> [EXERCISE OBJECTIVE]: Where the records appear below, transcribe them exactly, leaving none out.
··· TASK DATA
Issue #1674, opened 2023-08-17
Issue with children as props in interactive island components


mcgear:
I am trying to figure out how to support this, and will try to setup the scenario.

We have a shared component library with some of our companies reusable deno building blocks.  Specifically in there, we have a control to help show items or hide them behind a popup based on screen size.  We call this our ResponsiveSet:
https://github.com/fathym-deno/atomic/blob/integration/src/molecules/ResponsiveSet.tsx

Its heavy lifting is done by the MenuButton control which hides its children behind a button click:
https://github.com/fathym-deno/atomic/blob/integration/src/molecules/MenuButton.tsx

You'll see the `{props.toggleChildren}` is rendered inside an Action to wire up the onclick to show the menu. 

In order to make this control usable we have to wrap the ResponsiveSet in an island component to make the MenuButton interactivity work. We do this in our Fresh project with the InteractiveResponsiveSet:
 https://github.com/o-biotech/biotech-manager-web/blob/integration/islands/molecules/InteractiveResponsiveSet.tsx
 
 This works and the whole control works, the only issue is that the toggleChildren won't render the icon we are trying to get inside the action:
https://github.com/o-biotech/biotech-manager-web/blob/7d075f0b62c001d219fad0d8233fe3e71b0e19e6/components/organisms/BiotechHeader.tsx

There seems to be something going on when registering it with the InteractiveResponsiveSet, if you take the BiotechHeader and instead use the ResponsiveSet itself, the MenuIcon renders (but interactivity is lost).

In our latest integration branch, you can see that if we set the triggerChildren to a simple `toggleChildren="☰"` value, it is passed through just fine:
https://github.com/o-biotech/biotech-manager-web/blob/integration/components/organisms/BiotechHeader.tsx

Does this have to do with issues in passing props between server and island components?  Is there a better way i should be registering Islands in the component library (i know i'd like a better way than the wrapper).

Thanks for the help, let me know how else i can help.

kitsonk:
When I upgraded to Fresh 1.4, I am finding that children get set to undefined when rendered. I moved the same value to a property and everything worked as before.

marvinhagemeister:
@kitsonk do you have a link to a GitHub repo where the problem can be reproduced?

mcgear:
This commit of the site is what should be able to reproduce it:
https://github.com/o-biotech/biotech-manager-web/blob/7d075f0b62c001d219fad0d8233fe3e71b0e19e6/

[...]

PR #1736, opened 2023-09-05
fix: Missing error on invalid island children

marvinhagemeister:
In #1674 a reproduction was posted where a json object was passed to an island instead of an expected JSX element.

```jsx
<Island>{{ foo: 123 }}</Island>
```

Whilst this is technically possible in Preact, _if_ the receiving component knows how to deal with that, it's not something that's encouraged. It breaks the compositional nature of components and leads to difficult to understand errors.

Instead users should pass data via any other prop where the already existing serialization mechanism we have in Fresh will kick in. The `children` prop is reserved for JSX nodes only.

All this PR does, is throw an error when it detects that the user is trying to pass something invalid via `children` to an island

### DIFF
--- a/src/server/rendering/preact_hooks.ts
+++ b/src/server/rendering/preact_hooks.ts
@@ -3,6 +3,7 @@ import {
   type ComponentChildren,
   Fragment,
   h,
+  isValidElement,
   type Options as PreactOptions,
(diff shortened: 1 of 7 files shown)


bartlomieju (approved):
LGTM!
······
> [OUTPUT OF THE TASK]:
Issue #1674, opened 2023-08-17
Issue with children as props in interactive island components


mcgear:
I am trying to figure out how to support this, and will try to setup the scenario.

We have a shared component library with some of our companies reusable deno building blocks.  Specifically in there, we have a control to help show items or hide them behind a popup based on screen size.  We call this our ResponsiveSet:
https://github.com/fathym-deno/atomic/blob/integration/src/molecules/ResponsiveSet.tsx

Its heavy lifting is done by the MenuButton control which hides its children behind a button click:
https://github.com/fathym-deno/atomic/blob/integration/src/molecules/MenuButton.tsx

You'll see the `{props.toggleChildren}` is rendered inside an Action to wire up the onclick to show the menu. 

In order to make this control usable we have to wrap the ResponsiveSet in an island component to make the MenuButton interactivity work. We do this in our Fresh project with the InteractiveResponsiveSet:
 https://github.com/o-biotech/biotech-manager-web/blob/integration/islands/molecules/InteractiveResponsiveSet.tsx
 
 This works and the whole control works, the only issue is that the toggleChildren won't render the icon we are trying to get inside the action:
https://github.com/o-biotech/biotech-manager-web/blob/7d075f0b62c001d219fad0d8233fe3e71b0e19e6/components/organisms/BiotechHeader.tsx

There seems to be something going on when registering it with the InteractiveResponsiveSet, if you take the BiotechHeader and instead use the ResponsiveSet itself, the MenuIcon renders (but interactivity is lost).

In our latest integration branch, you can see that if we set the triggerChildren to a simple `toggleChildren="☰"` value, it is passed through just fine:
https://github.com/o-biotech/biotech-manager-web/blob/integration/components/organisms/BiotechHeader.tsx

Does this have to do with issues in passing props between server and island components?  Is there a better way i should be registering Islands in the component library (i know i'd like a better way than the wrapper).

Thanks for the help, let me know how else i can help.

kitsonk:
When I upgraded to Fresh 1.4, I am finding that children get set to undefined when rendered. I moved the same value to a property and everything worked as before.

marvinhagemeister:
@kitsonk do you have a link to a GitHub repo where the problem can be reproduced?

mcgear:
This commit of the site is what should be able to reproduce it:
https://github.com/o-biotech/biotech-manager-web/blob/7d075f0b62c001d219fad0d8233fe3e71b0e19e6/

[...]

PR #1736, opened 2023-09-05
fix: Missing error on invalid island children

marvinhagemeister:
In #1674 a reproduction was posted where a json object was passed to an island instead of an expected JSX element.

```jsx
<Island>{{ foo: 123 }}</Island>
```

Whilst this is technically possible in Preact, _if_ the receiving component knows how to deal with that, it's not something that's encouraged. It breaks the compositional nature of components and leads to difficult to understand errors.

Instead users should pass data via any other prop where the already existing serialization mechanism we have in Fresh will kick in. The `children` prop is reserved for JSX nodes only.

All this PR does, is throw an error when it detects that the user is trying to pass something invalid via `children` to an island

### DIFF
--- a/src/server/rendering/preact_hooks.ts
+++ b/src/server/rendering/preact_hooks.ts
@@ -3,6 +3,7 @@ import {
   type ComponentChildren,
   Fragment,
   h,
+  isValidElement,
   type Options as PreactOptions,
(diff shortened: 1 of 7 files shown)


bartlomieju (approved):
LGTM!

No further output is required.